Denise Mueller, the San Diego-based cyclist who recently rode her bicycle 147 miles per hour to establish a new women’s world record, will attempt to break the men’s record this coming year.
Mueller will need to ride faster than 167mph to accomplish her task.
Mueller is at Las Vegas’s Interbike trade show this week discussing her recent attempt to set a new world record on a strange custom-built bicycle. The speed record requires a cyclist to be towed up to 90 mph by a pacing vehicle. The rider then powers the bicycle under his or her power behind the pacing car, which uses a fairing to block the wind. The 167 mph record was set in 1995 by Dutch cyclist Fred Rompelberg.
Mueller believes her successful attempt this summer has given her the experience to break through the next barrier.
“The bike is like an amusement park ride,” said Mueller, whose Project Speed team is sponsored by Cylance and Hoehn Adventures. “As soon as I get off of it I want to go get back on it again.”
Mueller said she had to pedal between 600-700 watts in order to propel her bicycle up to 147 mph. When she reached that speed, however, the strange aerodynamic conditions created by the car caused her to surge back and forth. The constant surging created a challenging dynamic with the pace car. Often, Mueller would slam into the pace car and lose speed.

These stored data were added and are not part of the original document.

PR #3208, opened 2026-08-11
fix(core): make audio automation survive being rescheduled

vanceingalls:
Lanes are committed to absolute context times, so anything that re-aims them mid-playback has to rebase from the live playhead rather than from where the source was originally scheduled.

683 lines of code; the rest is the test suite that pins the rescheduling behaviour across carve, automation and the runtime.


miga-heygen (commented):
Strong core fix — the rebase-from-playhead math is correct, the worklet-generation guard prevents stale resolutions, and the test suite models Chrome's real scheduling rules. One math issue at the clamp boundary needs attention.

**Rebase math is correct.** `timingNow()` computes `elapsed + (now - scheduledAt) * rate`, and `toCtx(t)` maps back as `scheduledAt + (t - elapsed) / rate`. Traced both directions: a point at clip time `t` is correctly scheduled at context time `now + (t - elapsed) / rate`. No off-by-one at boundaries; the seed value samples the lane at `elapsed` and writes at `scheduledAt = now`.

**Worklet generation guard is sound.** The `workletGeneration` counter plus `disposed` flag prevent stale promise resolutions. Multiple rapid chain edits during worklet loading are handled: each edit bumps the generation, only the latest resolution proceeds.

**Potential issue: NaN from `viaConic` at the clamp boundary.**

`clampVia` maps out-of-range via coordinates to exactly 0.999. `viaConic` uses `edge = 0.999`. When `viaX` is clamped to 0.999 and `dx > 0`:

```
needX = dx / (edge - viaX) = 0.499 / (0.999 - 0.999) = Infinity
w = Math.max(1, Infinity, ...) = Infinity
```

Then in `shapeVia`:
```
spread = 2 - 2 * Infinity = -Infinity
a = x * (-Infinity) - 1 + 2 * Infinity * 0.999 = NaN  (Infinity - Infinity)
```

NaN propagates through `sampleAutomationLane` → `setValueCurveAtTime`. Reachable when a user drags a via point past the segment edge (the test case `{ viaX: 5, viaY: -3 }` clamps to `(0.999, 0.001)`).

This is asymmetric in floating point: `0.999 - 0.999 = 0.0` exactly, while `0.001 - (1 - 0.999) = -8.67e-19` (not zero). So only coordinates clamped to 0.999 trigger it.

*Fix options:* (a) tighter clamp (e.g. `0.998`) so `edge - viaX` always has headroom, (b) guard `w` against Infinity in `viaConic`, or (c) add `if (!Number.isFinite(denominator))` to `shapeVia`'s existing guard.

**Non-blocking observations:**

- The `emit` fallback (line ~155 in `audioFxAutomation.ts`) silently degrades from a shaped curve to a linear ramp on `setValueCurveAtTime` failure. The degradation is correct; a debug trace would help field diagnostics.
- `isStraight` and `shapeProgress` have slightly different validity criteria for via points — a point like `{viaX: 0.5, viaY: 0.5}` makes `isStraight` return false (triggering sampling) but `shapeProgress` falls through to `applyCurve` identity. Result is correct but wastes work.
- The `carveProfile` NaN default of 0.5 differs from `DEFAULT_CARVE.strength` (0.25). Not reachable through `normalizeCarveSettings` but inconsistent if called directly.

_Review by Miga_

“I had to learn how to ride in the vortex behind [the car],” Mueller said. “Finding the right spot is the key to breaking the record.”
For her 2017 attempt, Mueller and her team will alter her custom-built KHS bicycle. They will use a belt drive instead of a chain, and remove the brakes. She will also move from Utah’s Bonneville Salt Flats to Battle Mountain in Nevada, and will likely make her attempt in late August or early September.